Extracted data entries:

——

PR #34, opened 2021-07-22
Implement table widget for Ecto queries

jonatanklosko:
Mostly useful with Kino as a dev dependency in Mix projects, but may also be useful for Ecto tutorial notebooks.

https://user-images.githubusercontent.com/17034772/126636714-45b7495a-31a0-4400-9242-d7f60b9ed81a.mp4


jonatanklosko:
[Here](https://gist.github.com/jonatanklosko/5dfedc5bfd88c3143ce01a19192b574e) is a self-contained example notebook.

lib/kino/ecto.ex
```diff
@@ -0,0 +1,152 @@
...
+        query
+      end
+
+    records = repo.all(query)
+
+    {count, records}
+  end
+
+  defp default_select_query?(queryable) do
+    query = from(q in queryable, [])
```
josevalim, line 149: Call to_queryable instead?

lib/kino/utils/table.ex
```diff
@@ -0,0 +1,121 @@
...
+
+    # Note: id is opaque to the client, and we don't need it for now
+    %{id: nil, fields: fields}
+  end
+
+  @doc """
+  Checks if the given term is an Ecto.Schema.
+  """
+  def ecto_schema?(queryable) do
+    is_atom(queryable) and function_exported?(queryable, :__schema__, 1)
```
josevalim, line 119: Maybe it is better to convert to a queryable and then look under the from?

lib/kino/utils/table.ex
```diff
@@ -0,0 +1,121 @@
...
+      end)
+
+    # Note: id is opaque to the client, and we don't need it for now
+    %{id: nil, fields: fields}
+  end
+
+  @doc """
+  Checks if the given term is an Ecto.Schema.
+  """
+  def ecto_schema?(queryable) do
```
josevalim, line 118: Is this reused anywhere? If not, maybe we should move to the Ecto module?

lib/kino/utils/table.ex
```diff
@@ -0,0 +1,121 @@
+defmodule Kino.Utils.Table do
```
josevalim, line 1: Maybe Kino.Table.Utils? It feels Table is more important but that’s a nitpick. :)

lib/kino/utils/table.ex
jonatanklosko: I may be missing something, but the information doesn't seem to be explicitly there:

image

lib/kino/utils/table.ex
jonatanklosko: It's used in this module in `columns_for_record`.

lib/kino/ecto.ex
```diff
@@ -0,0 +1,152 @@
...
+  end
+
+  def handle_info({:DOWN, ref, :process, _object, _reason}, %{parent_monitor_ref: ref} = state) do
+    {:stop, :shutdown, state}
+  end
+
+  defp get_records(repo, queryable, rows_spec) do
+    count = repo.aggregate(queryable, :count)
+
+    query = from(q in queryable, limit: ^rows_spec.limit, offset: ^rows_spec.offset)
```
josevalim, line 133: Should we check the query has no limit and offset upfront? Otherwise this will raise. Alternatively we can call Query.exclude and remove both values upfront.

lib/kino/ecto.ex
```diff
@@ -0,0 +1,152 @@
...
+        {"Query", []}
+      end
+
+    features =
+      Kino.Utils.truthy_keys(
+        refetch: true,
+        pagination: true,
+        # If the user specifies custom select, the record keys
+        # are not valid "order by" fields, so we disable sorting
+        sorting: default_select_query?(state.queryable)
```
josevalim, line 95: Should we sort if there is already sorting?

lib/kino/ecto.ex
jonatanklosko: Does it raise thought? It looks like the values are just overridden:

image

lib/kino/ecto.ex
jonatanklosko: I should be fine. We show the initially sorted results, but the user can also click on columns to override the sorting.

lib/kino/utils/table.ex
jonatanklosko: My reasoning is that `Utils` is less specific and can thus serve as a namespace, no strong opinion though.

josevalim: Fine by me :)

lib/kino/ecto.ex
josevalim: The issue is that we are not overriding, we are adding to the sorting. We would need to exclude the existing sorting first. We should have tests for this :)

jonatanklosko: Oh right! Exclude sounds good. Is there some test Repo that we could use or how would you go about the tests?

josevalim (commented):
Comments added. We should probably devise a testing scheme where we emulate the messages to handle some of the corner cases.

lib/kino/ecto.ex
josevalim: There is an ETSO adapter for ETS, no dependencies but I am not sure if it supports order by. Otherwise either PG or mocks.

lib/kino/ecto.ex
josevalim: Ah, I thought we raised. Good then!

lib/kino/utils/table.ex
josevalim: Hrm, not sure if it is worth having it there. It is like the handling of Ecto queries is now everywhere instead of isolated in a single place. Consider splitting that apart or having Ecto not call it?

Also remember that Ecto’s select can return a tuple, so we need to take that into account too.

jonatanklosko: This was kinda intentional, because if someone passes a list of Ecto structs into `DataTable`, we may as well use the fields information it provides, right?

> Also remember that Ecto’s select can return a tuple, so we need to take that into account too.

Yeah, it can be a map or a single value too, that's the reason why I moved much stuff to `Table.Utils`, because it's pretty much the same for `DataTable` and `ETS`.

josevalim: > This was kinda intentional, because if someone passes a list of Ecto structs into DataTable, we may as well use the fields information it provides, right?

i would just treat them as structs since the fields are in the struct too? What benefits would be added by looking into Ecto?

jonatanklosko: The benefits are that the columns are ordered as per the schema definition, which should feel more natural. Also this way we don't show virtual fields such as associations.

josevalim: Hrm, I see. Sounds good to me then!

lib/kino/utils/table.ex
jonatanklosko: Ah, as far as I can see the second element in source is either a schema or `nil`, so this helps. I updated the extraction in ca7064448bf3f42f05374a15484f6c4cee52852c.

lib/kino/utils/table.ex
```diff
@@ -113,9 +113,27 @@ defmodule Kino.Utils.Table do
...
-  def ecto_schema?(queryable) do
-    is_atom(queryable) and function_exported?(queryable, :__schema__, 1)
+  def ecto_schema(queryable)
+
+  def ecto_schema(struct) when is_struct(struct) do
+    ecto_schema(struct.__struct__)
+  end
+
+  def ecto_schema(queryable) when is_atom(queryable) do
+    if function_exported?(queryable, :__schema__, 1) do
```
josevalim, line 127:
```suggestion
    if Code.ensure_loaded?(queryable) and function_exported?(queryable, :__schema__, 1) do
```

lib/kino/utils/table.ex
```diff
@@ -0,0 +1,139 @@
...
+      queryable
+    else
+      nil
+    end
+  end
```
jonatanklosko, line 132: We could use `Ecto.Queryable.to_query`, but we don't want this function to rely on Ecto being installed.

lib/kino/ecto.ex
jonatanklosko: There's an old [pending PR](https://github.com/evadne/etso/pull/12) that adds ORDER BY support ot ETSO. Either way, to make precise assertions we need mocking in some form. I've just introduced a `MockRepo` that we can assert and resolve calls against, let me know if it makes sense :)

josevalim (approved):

——

WHAT IS EXPECTED: Where in the records does the word "user" appear? Copy each line that holds it.

EXERCISE OUTPUT:
https://user-images.githubusercontent.com/17034772/126636714-45b7495a-31a0-4400-9242-d7f60b9ed81a.mp4
+        # If the user specifies custom select, the record keys
jonatanklosko: I should be fine. We show the initially sorted results, but the user can also click on columns to override the sorting.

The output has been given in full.